## TASK ITEM
For the string "provide", find every matching line in the records and copy it.

## MATERIAL TO PROCESS
PR #1981, opened 2019-02-05
Onboard QPSES

SamGodwin2:
Onboarding of the 3 different form types of QPSES detailed in https://trello.com/c/poTAm72n/817-onboard-qpses

### How to review 
New schemas all work correctly.

### DIFF
--- a/data/en/qpses_0001.json
+++ b/data/en/qpses_0001.json
@@ -1,0 +1,816 @@
+{
+    "eq_id": "qpses",
+    "form_type": "0001",
+    "mime_type": "application/json/ons/eq",
+    "schema_version": "0.0.1",
+    "data_version": "0.0.1",
+    "survey_id": "160",
+    "title": "Quarterly Public Sector Employment Survey",
+    "sections": [{
+        "id": "qpses-section",
+        "title": "QPSES",
+        "groups": [{
+                "id": "qpses-group",
+                "title": "QPSES",
+                "blocks": [{
+                        "type": "Introduction",
+                        "id": "introduction-block",
+                        "primary_content": [{
+                            "type": "Basic",
+                            "id": "use-of-information",
+                            "content": [{
+                                "description": "The survey collects information on the number of employees in the public sector. Information is published in the quarterly Public Sector Employment Statistical Bulletin and is used to understand the performance of the labour market and UK economy, to provide accountability to Parliament and support policy making.",
+                                "list": [
+                                    "Data should relate to all sites in England, Scotland and Wales unless otherwise stated.",
+                                    "You can provide informed estimates if actual figures aren’t available.",
+                                    "We will treat your data securely and confidentially."
+                                ]
+                            }]
+                        }],
+                        "preview_content": {
+                            "id": "preview",
+                            "title": "Information you need",
+                            "content": [{
+                                "description": "You can select the dates of the period you are reporting for, if the given dates are not appropriate."
+                            }],
+                            "questions": [{
+                                    "question": "Permanent employees",
+                                    "content": [{
+                                            "title": "Include",
+
+                                            "list": [
+                                                "full-time and part-time employees",
+                                                "male  and female employees",
+                                                "agency workers paid directly from any of the organisation’s payrolls",
+                                                "those temporarily absent but still on the payrolls, for example on maternity leave"
+                                            ]
+                                        },
+                                        {
+                                            "title": "Exclude",
+                                            "list": [
+                                                "agency workers paid directly from the agency payroll",
+                                                "self-employed workers",
+                                                "voluntary workers",
+                                                "former employees only receiving a pension",
+                                                "directors who do not receive a salary"
+                                            ]
+                                        }
+                                    ]
+                                },
+                                {
+                                    "question": "Permanent full-time equivalent employees",
+                                    "content": [{
+                                            "title": "Include",
+                                            "list": [
+                                                "male and female employees",
+                                                "full-time employees, counted as 1 full-time equivalent",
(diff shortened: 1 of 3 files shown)


SamGodwin2:
[Onboard QPSES](https://trello.com/c/poTAm72n/817-onboard-qpses)

data/en/qpses_160.json
```diff
@@ -0,0 +1,820 @@
+{
+    "eq_id": "qpses",
+    "form_type": "160",
+    "mime_type": "application/json/ons/eq",
+    "schema_version": "0.0.1",
+    "data_version": "0.0.2",
```
insacuri: The data version needs to be 0.0.1 for sdx to be able to transform the data without a ton of work.  This applies for all 3 schemas.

## SOLUTION FOR THIS PROBLEM
+                                "description": "The survey collects information on the number of employees in the public sector. Information is published in the quarterly Public Sector Employment Statistical Bulletin and is used to understand the performance of the labour market and UK economy, to provide accountability to Parliament and support policy making.",
+                                    "You can provide informed estimates if actual figures aren’t available.",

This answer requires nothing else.